The Jacobian map, the Jacobian group and the group of automorphisms of the Grassmann algebra

There are nontrivial dualities and parallels between polynomial algebras and the Grassmann algebras. This paper is an attempt to look at the Grassmann algebras at the angle of the Jacobian conjecture for polynomial algebras (which is the question/conjecture about the $ $ {\em Jacobian set} -- the set of all algebra endomorphisms of a polynomial algebra with the Jacobian 1 -- the Jacobian conjecture claims that the Jacobian set is a {\em group}). In this paper, we study in detail the Jacobian set for the Grassmann algebra which turns out to be a {\em group} -- the {\em Jacobian group} $\Sigma$ -- a sophisticated (and large) part of the group of automorphisms of the Grassmann algebra $\L_n$. It is proved that the Jacobian group $\Sigma$ is a rational unipotent algebraic group.
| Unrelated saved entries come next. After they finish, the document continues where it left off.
PR #1490, opened 2020-08-12
feat(zoombar): enable simple slider view

### LINKED ISSUE #1489: [TimeSeriesCard / BarChartCard] enable simple slider view
### Summary

Enable the simple slider view for zoomBar's

**Additional context**

https://github.com/carbon-design-system/carbon-charts/issues/698

upcoming release?

September release

### Available extra resources

I will add

sstone2423:
Closes #1489 

**Summary**

- Enabled the simple slider view for the zoomBar
- See https://github.com/carbon-design-system/carbon-charts/issues/698 for more information about the design specs

- Abstracted `ZoomBarPropTypes` as they are the same prop types in both components
- Updated `zoomBar` prop model to take in a new `view` prop that can be `slider_view` or `graph_view`
- Updated carbon charts to pick up this new feature
- Updated TimeSeriesCard stories to have a slider_view and graph_view story
- Updated BarChartCard to have a slider_view story, and not graph_view because it looks a bit odd with it
- Default both charts to use the `slider_view`

- Go to `with zoomBar` stories for TimeSeriesCard and BarChartCard and see that both the simple_view and graph_view are still working correctly

### DIFF
--- a/src/components/BarChartCard/BarChartCard.jsx
+++ b/src/components/BarChartCard/BarChartCard.jsx
@@ -192,7 +192,7 @@ const BarChartCard = ({
                       top: {
                         enabled: zoomBar.enabled,
                         initialZoomDomain: zoomBar.initialZoomDomain,
-                        type: zoomBar.type || 'slider_view', // default to slider view
+                        type: zoomBar.view || 'slider_view', // default to slider view
                       },
                     },
                   }
--- a/src/components/BarChartCard/BarChartCard.jsx
+++ b/src/components/BarChartCard/BarChartCard.jsx
@@ -192,7 +192,7 @@ const BarChartCard = ({
                       top: {
                         enabled: zoomBar.enabled,
                         initialZoomDomain: zoomBar.initialZoomDomain,
-                        type: zoomBar.type ? zoomBar.type : 'slider_view', // default to slider view
+                        type: zoomBar.type || 'slider_view', // default to slider view
                       },
                     },
                   }
--- a/src/components/BarChartCard/BarChartCard.jsx
+++ b/src/components/BarChartCard/BarChartCard.jsx
@@ -192,6 +192,7 @@ const BarChartCard = ({
                       top: {
                         enabled: zoomBar.enabled,
                         initialZoomDomain: zoomBar.initialZoomDomain,
+                        type: zoomBar.type ? zoomBar.type : 'slider_view', // default to slider view
                       },
                     },
                   }
--- a/src/components/TimeSeriesCard/TimeSeriesCard.jsx
+++ b/src/components/TimeSeriesCard/TimeSeriesCard.jsx
@@ -544,7 +544,7 @@ const TimeSeriesCard = ({
                         top: {
                           enabled: zoomBar.enabled,
                           initialZoomDomain: zoomBar.initialZoomDomain,
-                          type: zoomBar.type || 'slider_view', // default to slider view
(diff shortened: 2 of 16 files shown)


src/components/TimeSeriesCard/TimeSeriesCard.story.jsx
```diff
@@ -683,7 +683,7 @@ storiesOf('Watson IoT/TimeSeriesCard', module)
             zoomBar: {
               enabled: true,
               axes: 'top',
-              // initialZoomDomain: []
+              view: select('view', ['slider_view', 'graph_view'], 'slider_view'),
```
tay1orjones, line 686:
```suggestion
              view: select('zoomBar.view', ['slider_view', 'graph_view'], 'slider_view'),
```

src/components/TimeSeriesCard/TimeSeriesCard.jsx
```diff
@@ -554,6 +544,7 @@ const TimeSeriesCard = ({
                         top: {
                           enabled: zoomBar.enabled,
                           initialZoomDomain: zoomBar.initialZoomDomain,
+                          type: zoomBar.type ? zoomBar.type : 'slider_view', // default to slider view
```
tay1orjones, line 547:
```suggestion
                          type: zoomBar.type || 'slider_view', // default to slider view
```

src/components/BarChartCard/BarChartCard.jsx
```diff
@@ -192,6 +192,7 @@ const BarChartCard = ({
                       top: {
                         enabled: zoomBar.enabled,
                         initialZoomDomain: zoomBar.initialZoomDomain,
+                        type: zoomBar.type ? zoomBar.type : 'slider_view', // default to slider view
```
tay1orjones, line 195:
```suggestion
                        type: zoomBar.type || 'slider_view', // default to slider view
```

src/components/TimeSeriesCard/TimeSeriesCard.story.jsx
sstone2423: I think this may be happening because of all of the memoization in the card. I went ahead and made 2 separate stories instead

src/components/BarChartCard/BarChartCard.jsx
sstone2423: I think this may be happening because of all of the memoization in the card. I went ahead and made 1 slider_view story as the graph_view doesn't seem useful for BarChartCard

src/components/TimeSeriesCard/TimeSeriesCard.jsx
sstone2423: Updated to use ||

src/components/TimeSeriesCard/TimeSeriesCard.story.jsx
sstone2423: This is actually a bug. Looking into it now

sstone2423: Great find. I was actually calling the improper prop. I also realized that there's already an `content` object knob where the view can be changed

tay1orjones: Honestly I liked the old knob setup because it showed the options instead of being a freeform text input with no context as to what the options are, but it does flip the type of zoombar now 👍

Issue #1494, opened 2020-08-13
[DateTime Picker] Cancel doesn't work as expected after setting the date range programmatically


navjeets:
### Describe the bug

On setting the date range programmatically, the value displayed in text box changes as expected. However, clicking open the expanded view and clicking "Cancel" button, doesn't revert the selection to the programmatically set date range. Instead it gets set to the default value. It appears that the programmatically set value is not being applied properly (incorrect internal state update).

### To Reproduce

1. Pass a preset default value.
2. Programmatically set an absolute date range.
3. Click the calendar icon to show expanded view.
4. Click on back button and then on cancel button.
5. See that the current selection is not reverted to programmatically set value but the default value.

### Expected behavior

On clicking cancel, the current selection should revert to the programmatically set value (which is the previous value).

### Environment/versions:

- OS: all
- Browser: all

### Additional context

N/A

### Specific timeline issues / requests

N/A

navjeets:
Fixed by changes under PR 1497

PR #1497, opened 2020-08-13
fix(datetime picker): externally set range not selected in calendar

### LINKED ISSUE #1482: [DateTime Picker] Externally set date range is not selected in calendar
### Describe the bug

Externally set date range is not properly selected in calendar. E.g. If the range value of 2020-04-01 12:34 to 2020-04-06 10:49 is set, the calendar shows July 31 2025 as the active selection.
https://carbon-addons-iot-react.com/?path=/story/watson-iot-experimental-datetime-picker--selected-absolute

DateTimePicker_Issue

### To Reproduce

1. Go to https://carbon-addons-iot-react.com/?path=/story/watson-iot-experimental-datetime-picker--selected-absolute
2. Click on the calendar icon
3. See the issue

### Expected behavior

The active selection in calendar should match the set date range.

### Environment/versions:

- OS: All
- Browser: All

### Additional context
N/A

N/A

navjeets:
Closes #1482 #1494

**Summary**

- The external value is passed in as "defaultValue". Updated code to ensure that the external value is properly set and assigned to "lastAppliedValue" as well.
- The absolute value was not being passed to Carbon DatePicker correctly. Current code passes the absolute value startDate and endDate to DatePickerInput as "value" prop. DatePickerInput doesn't have any "value" prop. Passing the start and end date as an array to DatePicker's "value" prop.
- DatePicker dateFormat has been set as "m/d/Y". However, the format of the date that is passed to the "value" prop depends on the "dateTimeMask". So when we set the "dateTimeMask" to anything but "MM/DD/YYYY", the current selection is not set in calendar. Changed code to format the absolute value dates to "MM/DD/YYYY" before passing to DatePicker so that its independent of the format specified in "dateTimeMask".

- https://github.com/carbon-design-system/carbon-addons-iot-react/commit/49187d9a2065cfb7316100ab39d75bd853adeb60

- Tested the changes in Predict Asset Timeline widget.

### DIFF
--- a/src/components/DateTimePicker/DateTimePicker.jsx
+++ b/src/components/DateTimePicker/DateTimePicker.jsx
@@ -830,8 +830,8 @@ const DateTimePicker = ({
                         value={
                           absoluteValue
                             ? [
-                                moment(absoluteValue.startDate).format('MM/DD/YYYY'),
-                                moment(absoluteValue.endDate).format('MM/DD/YYYY'),
+                                moment(absoluteValue.startDate, dateTimeMask).format('MM/DD/YYYY'),
+                                moment(absoluteValue.endDate, dateTimeMask).format('MM/DD/YYYY'),
                               ]
                             : ''
                         }
--- a/src/components/DateTimePicker/DateTimePicker.jsx
+++ b/src/components/DateTimePicker/DateTimePicker.jsx
@@ -488,8 +488,7 @@ const DateTimePicker = ({
     });
   };
 
-  const parseDefaultValue = (lastValue = null) => {
-    const parsableValue = lastValue || defaultValue;
+  const parseDefaultValue = parsableValue => {
     const currentCustomRangeKind = showRelativeOption
       ? PICKER_KINDS.RELATIVE
       : PICKER_KINDS.ABSOLUTE;
@@ -551,7 +550,9 @@ const DateTimePicker = ({
   useEffect(
     () => {
       if (defaultValue || humanValue === null) {
-        parseDefaultValue();
+        parseDefaultValue(defaultValue);
+        setLastAppliedValue(defaultValue);
+        setIsExpanded(false);
       }
     },
     // eslint-disable-next-line react-hooks/exhaustive-deps
@@ -570,6 +571,7 @@ const DateTimePicker = ({
   const onApplyClick = () => {
     setIsExpanded(false);
     const value = renderValue();
+    setLastAppliedValue(value);
     const returnValue = {
       timeRangeKind: value.kind,
       timeRangeValue: null,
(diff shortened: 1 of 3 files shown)


navjeets:
> @navjeets could we add a unit test to cover this functionality?

Sure. I'll add a new unit test for checking internal state after updating the default value.

src/components/DateTimePicker/DateTimePicker.jsx
```diff
@@ -551,7 +550,9 @@ const DateTimePicker = ({
   useEffect(
     () => {
       if (defaultValue || humanValue === null) {
-        parseDefaultValue();
+        parseDefaultValue(defaultValue);
+        setLastAppliedValue(defaultValue);
+        setIsExpanded(false);
```
tay1orjones, line 555: Why should the menu close when the defaultValue changes? What if the `expanded` prop is passed in as true?

src/components/DateTimePicker/DateTimePicker.jsx
```diff
@@ -828,19 +827,17 @@ const DateTimePicker = ({
                         ref={datePickerRef}
                         onChange={onDatePickerChange}
                         onClose={onDatePickerClose}
+                        value={
+                          absoluteValue
+                            ? [
+                                moment(absoluteValue.startDate, dateTimeMask).format('MM/DD/YYYY'),
+                                moment(absoluteValue.endDate, dateTimeMask).format('MM/DD/YYYY'),
```
tay1orjones, line 834: I don't think it's necessary to format on every render. We also do this same format in `onDatePickerChange`, so on non-initial renders I think the format isn't necessary. 

Could we unify this and improve the performance by placing the format inside a useEffect that only runs when the absoluteValue changes? Or maybe a useEffect with an empty dependency array so it's only ran on mount and unmount?

src/components/DateTimePicker/DateTimePicker.jsx
navjeets: Removed setIsExpanded(false);

navjeets:
> > @navjeets could we add a unit test to cover this functionality?
> 
> Sure. I'll add a new unit test for checking internal state after updating the default value.

Added new test case 'should render with programmatically set absolute range'

src/components/DateTimePicker/DateTimePicker.jsx
navjeets: Moved the date formatting code to parseDefaultValue() function so that it executes only when the default value is set.

src/components/DateTimePicker/DateTimePicker.test.jsx
```diff
@@ -348,6 +348,61 @@ describe('DateTimePicker', () => {
     ).toHaveLength(1);
   });
 
+  it('should render with programmatically set absolute range', () => {
+    const wrapper = mount(<DateTimePicker {...dateTimePickerProps} />);
```
davidicus, line 352: Since this is a sev 1 bug fix I am not going to hold up the PR but in the future we want to utilize the react testing library for any new test.

davidicus:
@navjeets Thank you for the contribution and getting this bug fixed!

A (minimal) set of generators for the algebraic group $\Sigma$, its dimension and coordinates are found explicitly. In particular, for $n\geq 4$, \dim (\S) = (n-1)2^{n-1} -n^2+2 if $n$ is even, (n-1)2^{n-1} -n^2+1 if $n$ is odd. The same is done for the Jacobian ascents - some natural algebraic overgroups of $\Sigma$. It is proved that the Jacobian map $\s \mapsto \det (\frac{\der \s (x_i)}{\der x_j})$ is surjective for odd $n$, and is {\em not} for even $n$ though, in this case, the image of the Jacobian map is an algebraic subvariety of codimension 1 given by a single equation.